I have a male platy that i want to breed, but the problem is i have him and 2 other males and 3 females. he is a gold wag platy and al the others are either red wag sunset or mickey mouse. I just bought 3 female swordtails today to help the male to female ration but he continues to attack them too. The problem is i want to breed him. Id be happy if an female became pregnant with any male but he is then one i want. The problem is he nips every platy regardless of male of female. I have a 10 gallon that i just set up i think im going to take like 5 gallons from my 38 gallon to make the 10 gallon cycled. What do i do. I have had those platys for 5-6 months and not a single pregnant female. I have had platys before that bred in the community tank but that was about 8 years ago and this tank is about 7 months old. anyway what can i do to breed him?


----------



## TheOldSalt (Jan 28, 2005)

1-- water from your 38 will not cycle the 10. Squeeze the filter material from the 38 over the turned-off-at-the-time filter of the 10, and let the 10's filter sit for a half hour before restarting. That won't cycle it either, but it will speed things up considerably.
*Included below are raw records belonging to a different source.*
PR #3113, opened 2023-05-18
types: add context information to the same struct

josedonizetti:
trace.Event now group all contextual information under the Context type


josedonizetti:
Closing for now while we still discuss the idea.

Issue #3110, opened 2023-05-16
problem filtering args of type 'bytes'


roikol:
## Description

in previous versions of tracee i was able to filter arguments of type `bytes` like so:

`./dist/tracee-ebpf -f e=magic_write -f magic_write.args.bytes="[11 11*,[22 22*,[33 33*"`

2-- why the swordtails? They're not helping. You should have gotten more female platies.

3-- get rid of all the other male platies and just leave the one desired male in with six females. Put lots of plants in the tank to give the females somewhere to hide.


----------



## Homer (Sep 6, 2010)

well there are only 2 fish stores and every tank at petco is literally infested with ick and has been infested for a month so im not getting any platys there and the other pet store only had swordtails and i have bred the 2 before so thats why i got 3 females. they are a cross breed already. Im very impatient and i just want one fricken fish to get pregnant and ill be happy. I dont even care if it has a single baby i just want one to to actually have a gravid spot cause its frustrating. the nicest looking male is evil he has nipped many fins on the platys and today i separated him.
should i put all 3 female platys and all 3 female swordtails in the ten gallon or just the platys. I kinda want him to breed with the swordtails.


----------



## TheOldSalt (Jan 28, 2005)

Well, then, put him in with all six. He probably won't mate with the swords if platies are available, but he might.


----------



## Homer (Sep 6, 2010)

if i use water from my 38 and use a filter cartridge( cause they use the same size filter cartridge the only difference is the 38 uses 4 and the 10 uses ) why wouldnt it be cycled? i dont see why it wouldnt be.


----------



## Homer (Sep 6, 2010)

ok so i cheated and really wanted babies so i went out and bought three pregnant females but i still want to breed that male so once they have babies im going to breed him


----------